• **What the task asks**
Figure out the number of lines in the data that hold the string "files". Reply with that figure only.

• **Collected data entries**
◆ ◆ ◆ ◆ ◆ ◆ ◆
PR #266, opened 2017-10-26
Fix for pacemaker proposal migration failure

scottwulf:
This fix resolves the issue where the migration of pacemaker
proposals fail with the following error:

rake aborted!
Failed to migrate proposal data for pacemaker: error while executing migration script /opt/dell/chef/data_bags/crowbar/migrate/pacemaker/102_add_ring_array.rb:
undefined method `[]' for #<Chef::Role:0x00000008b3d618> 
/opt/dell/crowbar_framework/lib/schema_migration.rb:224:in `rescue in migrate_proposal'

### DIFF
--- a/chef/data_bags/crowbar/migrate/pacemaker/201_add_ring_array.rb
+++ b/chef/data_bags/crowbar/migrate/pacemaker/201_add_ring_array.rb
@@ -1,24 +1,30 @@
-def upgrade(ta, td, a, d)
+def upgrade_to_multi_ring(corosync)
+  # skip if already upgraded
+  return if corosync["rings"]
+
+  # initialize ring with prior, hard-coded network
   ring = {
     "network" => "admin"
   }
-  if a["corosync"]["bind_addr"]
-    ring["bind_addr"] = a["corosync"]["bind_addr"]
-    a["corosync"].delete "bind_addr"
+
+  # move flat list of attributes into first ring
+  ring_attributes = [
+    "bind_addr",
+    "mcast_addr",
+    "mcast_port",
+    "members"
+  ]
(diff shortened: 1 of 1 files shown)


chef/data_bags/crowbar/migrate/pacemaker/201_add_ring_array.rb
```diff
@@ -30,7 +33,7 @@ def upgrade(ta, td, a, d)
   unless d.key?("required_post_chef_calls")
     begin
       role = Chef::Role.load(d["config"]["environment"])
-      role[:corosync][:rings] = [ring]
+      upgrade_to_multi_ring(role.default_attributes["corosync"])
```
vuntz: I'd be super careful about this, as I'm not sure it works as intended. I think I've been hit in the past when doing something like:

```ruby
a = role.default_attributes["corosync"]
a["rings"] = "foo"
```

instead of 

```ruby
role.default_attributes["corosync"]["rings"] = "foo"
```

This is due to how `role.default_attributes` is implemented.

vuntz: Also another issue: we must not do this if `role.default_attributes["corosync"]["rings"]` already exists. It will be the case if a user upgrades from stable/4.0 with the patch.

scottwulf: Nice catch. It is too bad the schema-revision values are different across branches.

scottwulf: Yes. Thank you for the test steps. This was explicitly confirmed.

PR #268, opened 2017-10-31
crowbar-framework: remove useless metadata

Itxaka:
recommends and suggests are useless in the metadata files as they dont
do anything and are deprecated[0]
◆ ◆ ◆ ◆ ◆ ◆ ◆
• **Exercise solution**
2